The selection rules for symmetric top molecules are
$\Delta J = 0, \pm1$ and $\Delta K = 0$ for $K \neq 0$ (parallel transition)
$\Delta J = \pm1$ and $\Delta K = 0$ for $K = 0$ (parallel transition)
$\Delta J = 0, \pm1$ and $\Delta K = \pm1$ for $K = 0$ (perpendical transition)
My question concerns the possibility of a $\Delta J=0$ transition. For example, the only way how $\Delta J =0$ is possible for linear molecules is with degenerate normal modes (e.g. $\ce{CO2}$ bend), as these can "evolve" into one another and give rise to vibrational angular momentum, which ensures that conservation of angular momentum can still hold regardless of $\Delta J$.

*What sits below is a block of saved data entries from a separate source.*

Issue #572, opened 2026-08-16
Review of #560 and #562: two small gaps, both about a second copy


realmarcin:
Filed from the review rounds on #570 and #571. The first is fixed in #570; the
second is stated rather than fixed, with reasoning.

## 1. The prompt body is extracted by two implementations (#570) — fixed

`prompt_registry.body_sha256_of` splits on `## Prompt body` and strips, and so
does `api_runner.prompt_body`. They live in separate modules because
`prompt_registry` cannot import `api_runner` without a cycle.

If they ever drift, **the pin would vouch for text the model never receives** —
the exact inverse of what #560 is for. And this repository's recurring defect
is one piece of content maintained in two places: #518, #521, #545, #563.

Not merged into one function, because the cycle is real and threading a
callback through would be worse than the duplication. Instead
`TheTwoBodyExtractorsAgreeTest` asserts they hash identical text for every
condition prompt, so drift fails a test rather than silently weakening a gate.

## 2. Nothing verifies an agentic run passed `--phase` (#562) — not fixed

The playbook now instructs the agent to record its phases, and `d4d runs check`
reports the three states. But a run that simply omits `--phase` reports
`absent`, indistinguishable from every record written before the feature
existed.

That is the same class as every other playbook instruction, and I have not made
it fatal, for the reason the other reporters are not fatal: a record without a
phase log is still usable evidence, and a gate would fail the entire history.

**What would close it** is a check that a `live` record whose runtime reads
playbooks — the flag #545 added — also carries a `phase_log`, reported the way
bundle drift is. That is a real check with a real edge (a run that legitimately
performed one phase), and it belongs after the first v5 agentic run has
produced a `phase_log` to test it against. Filing so it is not forgotten rather
than building it speculatively.

realmarcin:
Both halves are now closed.

The duplicated body extractor was pinned by `TheTwoBodyExtractorsAgreeTest` in #570 — merging the two would need a callback threaded through a real import cycle, so drift fails a test instead.

The unverified phase log is fixed in #588: `phase_log_status` now distinguishes `missing` — an agentic `live` record written after the feature landed with no `phase_log` — from `absent`, a record that predates it. Scoped by `record_mode`, the #545 `playbooks.consumed` flag and `PHASE_LOG_SINCE`, so honest history is not filed as a defect. Reported and not fatal, like the other record-level checks.

Issue #568, opened 2026-08-15
The v5 canary must be AI-READI, not CHORUS: #566 pushes the largest request to ~279k tokens


realmarcin:
Found reviewing #567.

## The numbers

`reconcile_full` request size in the v4 arm, input plus cache_read (cached
tokens still occupy the context window):

| project | effective context |
|---|---|
| **AI_READI** | **249,015** |
| VOICE | 200,652 |
| CM4AI | 181,661 |
| CHORUS | 52,080 |

#566 adds the core record to that phase. Core records are ~30k tokens for
AI-READI, ~21k for VOICE, ~19k for CM4AI, ~11k for CHORUS — so the largest
request goes to roughly **279k**.

## Why this matters for the canary

The v4 canary was CHORUS, and CHORUS is a 52k request against AI-READI's 249k —
a factor of five. A CHORUS canary exercises credentials, persistence, the run
lock and every gate, and tells you **nothing** about whether the largest project
fits.

It is the same shape as the #565 finding one step up: I verified the grounding
snippet against the one project that had no identifiers, so it could not fail.
Canarying the cheapest unit tests everything except the thing most likely to
break.

## Also unresolved: what the actual ceiling is

The v4 records name the model as `claude-opus-5` with no `[1m]` suffix, yet
AI-READI's requests ran at 249k and succeeded. So either the route CBORG
resolves has a larger window than the name implies, or cache_read is not
counted the way I am counting it. **The corpus does not record the context
limit that was in force**, which means "will 279k fit" cannot be answered from
the record — only by trying.

## Proposed

1. **The v5 canary is AI-READI**, and it must complete `reconcile_full`
   specifically, not merely start.
2. If it fails on context, the fallback is to give `reconcile_full` the core
   record's *slots that full lacks* rather than the whole record — a diff
   rather than a document. That is more code and should not be built
   speculatively.
3. Record the model's context limit in provenance alongside `max_tokens_by_phase`,
   so the next person can answer this from the record. Small, and separable.

PR #588, opened 2026-08-17
Close the five remaining review findings (#580, #572)

### LINKED ISSUE #580: [v5-P2] Four smaller defects from the Codex review, none blocking
From the Codex readiness review, 2026-08-15 (findings 5, 6, 9, 12, 14). Grouped
because each is small and none blocks a run; split out if any turns out to be
larger than it looks.

## 1. The dry-run planner does not describe the requests that will run

`plan()` carries only the phase-1 placeholder, so its `audit` lacks core, its
`reconcile_full` lacks core and audit, and later phases lack their declared
inputs. `approx_tokens()` also counts cached blocks separately from `messages`,
which already contain them.

So the free check that exists to size a run **cannot see the change #566 made**,
which is the one thing about v5 whose size is in question (#568). The canary
rule says exhaust free checks first; this one currently answers a different
question than it appears to.

## 2. The report phase cannot observe what it reports

`report` receives the audit findings and neither reconciled record, yet is asked
for "what was changed in each record and why". It must reconstruct actions it
never saw. That is a plausible root cause for #546 — reports asserting removals
that did not happen — and #546 fixed the checking rather than the cause.

Also, `report_claims_block` pins only the report's md5, not the records or the
schema the claims were checked against. #426's lesson applied to two of the
three checks and not this one.

## 3. `schema_moved` suppresses more than it should

It is true whenever the full-schema digest differs from the run's, and then
downgrades **every** shared-slot presence mismatch to a warning. It does not
establish that the particular slot post-dates the run. So an unrelated schema
edit suppresses real presence defects in historical pairs.

This is the guard that corrected the corpus-wide figure in #561, so it is doing
real work — it is simply broader than its justification. Narrowing it needs
per-slot introduction history, which nothing records today; that may be the
reason to leave it as is and say so.

## 4. `--project VOICE` also matches VOICE_PEDIATRIC

`backfill-checks` filters with `name.startswith(f"{project}_")`, and
`VOICE_PEDIATRIC_provenance.yaml` starts with `VOICE_`. A scoped `--overwrite`
therefore writes records outside the requested project. Verified.

One-line fix; filed because a scoped write that is not scoped is the kind of
thing that is only noticed after it matters.

realmarcin:
Closes #580 and #572 — everything left from the Codex readiness review.

## The planner did not describe the requests it costs

`plan()` carried a nine-character placeholder after phase 1 and nothing else
ever. So `audit` was costed without core, `reconcile_full` without core or
audit, and `reconcile_core` and `report` with nothing at all — **the free check
that exists to size a run could not see the largest thing in it**, and after
#566 could not see the change whose size was the open question (#568).

Now every phase is costed with the inputs it declares, sized from the most
recent existing records for that project:

```
full             146,100   carried {}
core             171,163   carried {full 111,828}
audit            193,855   carried {full 111,828, core 79,216}
reconcile_full   196,446   carried {full, core, audit 9,902}
reconcile_core   193,445   carried {reconciled full, core, audit}
report           148,456   carried {audit, reconciled full, core}
```

`estimate_basis` names where the sizes came from, and says the totals are a
lower bound when no prior artifacts exist rather than costing carried inputs as
empty.

`approx_tokens` also double-counted: `build_phase` starts the message parts with
`list(cached)`, so the bundle was counted in both `cached_blocks` and `messages`.

## The report phase could not observe what it reports

Asked "what was changed in each record and why" and given only the audit
findings. #546 found **every** record that emitted a `distributions` block
reporting a removal that did not happen — a phase asked to narrate a diff it
cannot see is a plausible cause, and #546 fixed the checking rather than the
cause.

It now receives the reconciled records and is told to check each statement
against them before writing it. The verdict also pins the records and the
schema, not just the report — a claim is checked *against* a record and a slot
inventory (#426, #544).

## `schema_moved` excused every presence mismatch

True whenever the digest differs at all, so an unrelated schema edit suppressed
real defects. Narrowing needs per-slot introduction history, which nothing
recorded — **so this records it.**

`digest_inventory.yaml` maps digest → slot names, keyed by the `Dataset` digest
because that is what a provenance record stores. A mismatch is then excused only
for slots the ledger shows did not exist at the run's digest:

| run digest | slot existed then | verdict |
|---|---|---|
| today's | yes | **error** |
| unrecorded | unknown | warning (previous behaviour) |
| none supplied | — | warning (previous behaviour) |

An unknown digest falls back rather than guessing: inventing an answer would
fail history retroactively. Exact from v5 onward, which is when it matters.

**The two headline results are unchanged** — the 2026-08-11 agentic arm stays
consistent, v4 CHORUS stays at six errors.

## Two smaller ones

- `--project VOICE` matched `VOICE_PEDIATRIC_provenance.yaml` via
  `startswith`, so a scoped `--overwrite` rewrote another project's records.
- **#572**: `phase_log_status` returned `absent` both for a record predating the
  feature and for an agentic run that skipped it. `missing` is now its own
  status, scoped by `record_mode`, the #545 `playbooks.consumed` flag and the
  date the feature landed — so honest history is not filed as a defect, the
  distinction #400 draws for reasoning logs.

17 new tests. Suite: 2113 passed, 4 skipped.


realmarcin:
Review round complete; **#589 filed and fixed here**.

`_carry_sizes` guessed the audit findings at an eighth of the core record, with a comment claiming the audit is not separately archived. It is — `_snapshot` writes `{project}_audit.json` under `intermediate/`, seven of them for AI-READI alone. Measured median is 18,627 against a core median of 83,327, so the real ratio is nearer a quarter and the guess understated every phase carrying it. A planner whose job is sizing a run before spending on it was guessing at a number on disk.

Also checked the context consequence of giving `report` the reconciled records, since #568 made that live:

| | estimate before | after |
|---|---|---|
| AI_READI report | 148,456 | 196,309 |
| AI_READI peak phase | reconcile_full | reconcile_full, 197,929 |

Against a recorded actual peak of 285,113 for that project and a demonstrated 363,261 across the corpus, so no new context risk — the report phase now costs about what `reconcile_full` does.

And confirmed `digest_inventory.yaml` is not swept by anything: `lint-modules` globs `D4D_*.yaml`, `MERGED_SCHEMAS` names two explicit paths, no Python glob targets that directory.

Suite: 2113 passed, 4 skipped.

The fact that $\Delta J =0$ is allowed for all transitions of symmetric tops means that there is vibrational angular momentum associated with all of them. My questions are:
- What is the origin of vibrational angular momentum if the normal modes involved are not degenerate? Can you help me visualise it, for example for the $\ce{C-Cl}$ stretch of $\ce{CH3Cl}$ (a parallel non-degenerate transition)?
- Why is the selection rule different for $K=0$ and $K\neq0$?